- **WHAT THE TASK ASKS**: Copy out each line below in which the string "bool" appears.

+-------+

PR #1893, opened 2018-05-18
Fix tracking of image layout

### LINKED ISSUE #1850: Vulkan Image layout not tracked at the correct entity
Layouts can be different for each aspect, each layer and each mip level. Currently the entire image has one single layout, this is not correct.

Qining:
Track and check image layout at each image aspect/layer/level.

Fix #1850 

@bjoeris Sorry for disturbing, but hope you can take a look of this later, as this might affect the data flow analysis.

### DIFF
--- a/gapii/cc/vulkan_extras.cpp
+++ b/gapii/cc/vulkan_extras.cpp
@@ -27,9 +27,12 @@ struct destroyer {
     std::function<void(void)> destroy;
 };
 
+// Declared in api_spy.h.tmpl
 bool VulkanSpy::observeFramebuffer(CallObserver* observer,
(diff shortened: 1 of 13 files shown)


bjoeris:
Changing to per-level layout certainly makes sense, and I don't think it should mess up anything on my end.

I noticed that ImageInfo still has the old Layout field. Should it be removed? It seems that any use of the old per-image layout is probably incorrect.

Qining:
@bjoeris I think that 'Layout' in ImageInfo is just for showing the 'initial Layout' used for creating the image, I will change the name to 'initial layout' to make it clearer.

PR #1894, opened 2018-05-22
Fix tests.

ben-clayton:
Most were broken by the new gRPC replay changes.
`TestNewContextUndefined` gives slightly different results on different GPUs, so I've bumped the threshold a little.


ben-clayton:
You can run all the tests with:
`bazel test tests`

PR #1897, opened 2018-05-22
Allow packed arguments into our applications.

AWoloszyn:


AWoloszyn:
Did something similar, but not exactly what you had suggested. I added -packedargs to the command-list, but handle it before the rest of the command-line parsing. It means we can handle it recursively, without any weirdness going on.

core/app/run.go
```diff
@@ -131,9 +132,31 @@ func Run(main task.Task) {
 	rootCtx := prepareContext(&Flags.Log)
 
 	// parse the command line
+	args := os.Args[1:]
```
ben-clayton: Perhaps place into a private function to keep the length of this function sane?

PR #1901, opened 2018-05-22
Add frame range options to gapit stats

iburinoc:
Options emulate those of gapit video:
  - frame-start is the frame to start at
  - frame-count is the number of frames to consider after the start

### DIFF
--- a/cmd/gapit/stats.go
+++ b/cmd/gapit/stats.go
@@ -20,6 +20,7 @@ import (
 	"fmt"
 	"math"
 	"path/filepath"
+	"sort"
 
 	"github.com/google/gapid/core/app"
 	"github.com/google/gapid/core/log"
@@ -87,8 +88,11 @@ func (verb *infoVerb) getEventsInRange(ctx context.Context, client service.Servi
 		}
 	}
 
-	if verb.Frames.Start > len(fifIndices) {
-		return nil, log.Errf(ctx, nil, "Captured only %v frames, less than start frame %v", len(fifIndices), verb.Frames.Start)
+	if verb.Frames.Start < 0 {
+		return nil, log.Errf(ctx, nil, "Negative start frame %v is invalid", verb.Frames.Start)
+	}
+	if verb.Frames.Start >= len(fifIndices) {
+		return nil, log.Errf(ctx, nil, "Captured only %v frames, not greater than start frame %v", len(fifIndices), verb.Frames.Start)
 	}
 
 	startIndex := fifIndices[verb.Frames.Start]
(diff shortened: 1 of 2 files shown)


cmd/gapit/stats.go
```diff
@@ -62,20 +64,62 @@ func loadCapture(ctx context.Context, flags flag.FlagSet, gapisFlags GapisFlags)
...
+	begin, end := len(events), len(events)
+	for i, e := range events {
+		if i < begin && e.Command.Indices[0] >= startIndex {
+			begin = i
+		}
+		if i < end && e.Command.Indices[0] >= endIndex {
+			end = i
+		}
+	}
+	fmt.Println(startIndex, endIndex, begin, end)
```
ben-clayton: Is this debug?

iburinoc: Yep, oops, will fix.

cmd/gapit/stats.go
```diff
@@ -62,20 +64,61 @@ func loadCapture(ctx context.Context, flags flag.FlagSet, gapisFlags GapisFlags)
...
+
+	startIndex := fifIndices[verb.Frames.Start]
+	endIndex := uint64(math.MaxUint64)
+	if verb.Frames.Count >= 0 &&
+		verb.Frames.Start+verb.Frames.Count < len(fifIndices) {
+
+		endIndex = fifIndices[verb.Frames.Start+verb.Frames.Count]
+	}
+
+	begin, end := len(events), len(events)
```
ben-clayton: I think this is equivalent to:

```go

begin := sort.Search(len(events), func(i int) bool {
	return events[i].Command.Indices[0] >= startIndex
})
end := sort.Search(len(events), func(i int) bool {
	return events[i].Command.Indices[0] >= endIndex
})
```

cmd/gapit/stats.go
```diff
@@ -62,20 +64,61 @@ func loadCapture(ctx context.Context, flags flag.FlagSet, gapisFlags GapisFlags)
...
+}
+
+func (verb *infoVerb) Run(ctx context.Context, flags flag.FlagSet) error {
+	client, capture, err := loadCapture(ctx, flags, verb.Gapis)
+	if err != nil {
+		return err
+	}
+	defer client.Close()
+
+	events, err := verb.GetEventsInRange(ctx, client, capture)
```
ben-clayton: Shouldn't this be `getEventsInRange` ?

cmd/gapit/stats.go
iburinoc: Changed, thanks

cmd/gapit/stats.go
iburinoc: Oops, fixed, thanks

PR #1902, opened 2018-05-22
 Vulkan: Move most SpyOverride functions out of template

Qining:
Sits on top of #1893 

Most of the override override API functions and extern functions of
Vulkan are not generated from the template system. So move them to
vulkan_extras.cpp from vk_spy_helpers.cpp.tmpl.


ben-clayton:
Please hold off submitting this if approved, I'd like to properly review it tomorrow.

PR #1908, opened 2018-05-23
Encode physical device properties in extra

### LINKED ISSUE #1766: Instead of inserting synthetic "GetPhysicalDeviceProperties" use an Extra
We currently add synthetic GetPhysicalDeviceProperties after calls to VkEnumeratePhysicalDevices. Instead of doing this, Embed the important data into an extra attached to VkEnumeratePhysicalDevices.

Qining:
Fixes #1766 

So that we won't insert extra `vkGetPhysicalDeviceProperties` after `vkEnumeratePhysicalDevices`.

### DIFF
--- a/gapis/api/vulkan/api/physical_device.api
+++ b/gapis/api/vulkan/api/physical_device.api
@@ -72,8 +72,7 @@ cmd VkResult vkEnumeratePhysicalDevices(
       devices[i] = device
     }
     pPhysicalDeviceCount[0] = count
-    props := new!PhyDevProperties()
-    fetchPhysicalDeviceProperties(instance, devices, props)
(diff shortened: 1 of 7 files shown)


gapis/api/vulkan/api/physical_device.api
```diff
@@ -47,6 +47,10 @@
   @unused VkPhysicalDeviceProperties         PhysicalDeviceProperties
 }
 
+@internal class PhyDevProperties{
```
AWoloszyn: Can we use the full name here. Since this will show up in the state block, it would be good to keep it sane.

AWoloszyn:
I tested this out on a machine with multiple physical devices, and the remapping still works.

PR #1909, opened 2018-05-23
 Remove inserted commands for fetching image/buffer memory requirements

Qining:
Sits on top of #1908 

Remove inserted command for fetching image/buffer memory requirements  …
So that we won't see an extra vkGetImage/BufferMemoryRequirements
command inserted by GAPID after each vkCreateImage/Buffer command in the
command tree.

### DIFF
--- a/gapis/api/vulkan/api/image.api
+++ b/gapis/api/vulkan/api/image.api
@@ -115,6 +115,11 @@
   VkSparseMemoryBindFlags Flags
 }
 
+@internal class ImageMemoryRequirements {
+  VkMemoryRequirements MemoryRequirements
+  map!(u32, VkSparseImageMemoryRequirements) AspectBitsToSparseMemoryRequirements
+}
+
 @threadSafety("system")
 @indirect("VkDevice")
 @override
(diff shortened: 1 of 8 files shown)


gapis/api/vulkan/api/image.api
```diff
@@ -210,6 +217,17 @@ cmd VkResult vkCreateImage(
...
     }
   }
+
+  memRequirements := fetchImageMemoryRequirements(device, handle, hasSparseBit)
+  // If the vkCreateImage is inserted by GAPID (e.g. the staging image for
+  // reading framebuffer), NO memory requirements will be returned.
+  if memRequirements != null {
+    object.MemoryRequirements = memRequirements.MemoryRequirements
+    if (hasSparseBit) {
+      object.SparseMemoryRequirements = memRequirements.AspectBitsToSparseMemoryRequirements
```
Qining: I'm not very sure about this 'map to map' assignment, is it valid/allowed in API files?

ben-clayton: It is allowed, but be aware maps are ref types. If this map is coming from an extra, you'll need to clone it so that modifications don't alter the original deserialized instance. See gles/extras.go for examples.

Qining:
All three builds passed before the rebase.

PR #1915, opened 2018-05-24
gapis/api: Add arena parameter to all API type constructors.

ben-clayton:
Currently unused.

### DIFF
--- a/gapis/api/vulkan/command_buffer_rebuilder.go
+++ b/gapis/api/vulkan/command_buffer_rebuilder.go
@@ -55,6 +55,8 @@ func allocateNewCmdBufFromExistingOneAndBegin(
 	modelCmdBuf VkCommandBuffer,
 	s *api.GlobalState) (VkCommandBuffer, []api.Cmd, []func()) {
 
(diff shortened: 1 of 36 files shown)


ben-clayton:
Another thrilling one for you @AWoloszyn

gapis/api/vulkan/command_buffer_rebuilder.go
```diff
@@ -55,6 +55,8 @@ func allocateNewCmdBufFromExistingOneAndBegin(
 	modelCmdBuf VkCommandBuffer,
 	s *api.GlobalState) (VkCommandBuffer, []api.Cmd, []func()) {
 
+	a := s.Arena // TODO: Should this be a seperate temporary arena?
```
AWoloszyn: I think it could be, but definitely not for this MR. It's probably best to avoid that kind of optimization for now. I worry that there might be some tricky business with allocations.

ben-clayton: Completely agree. This is going to require a lot of iteration.

PR #1919, opened 2018-05-25
Fix the crash of Vulkan MEC due to fetching physical device properties

Qining:


Qining:
Build passed for all three platforms, tested manually.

+-------+

- **WRITTEN RESPONSE**:
 bool VulkanSpy::observeFramebuffer(CallObserver* observer,
begin := sort.Search(len(events), func(i int) bool {
end := sort.Search(len(events), func(i int) bool {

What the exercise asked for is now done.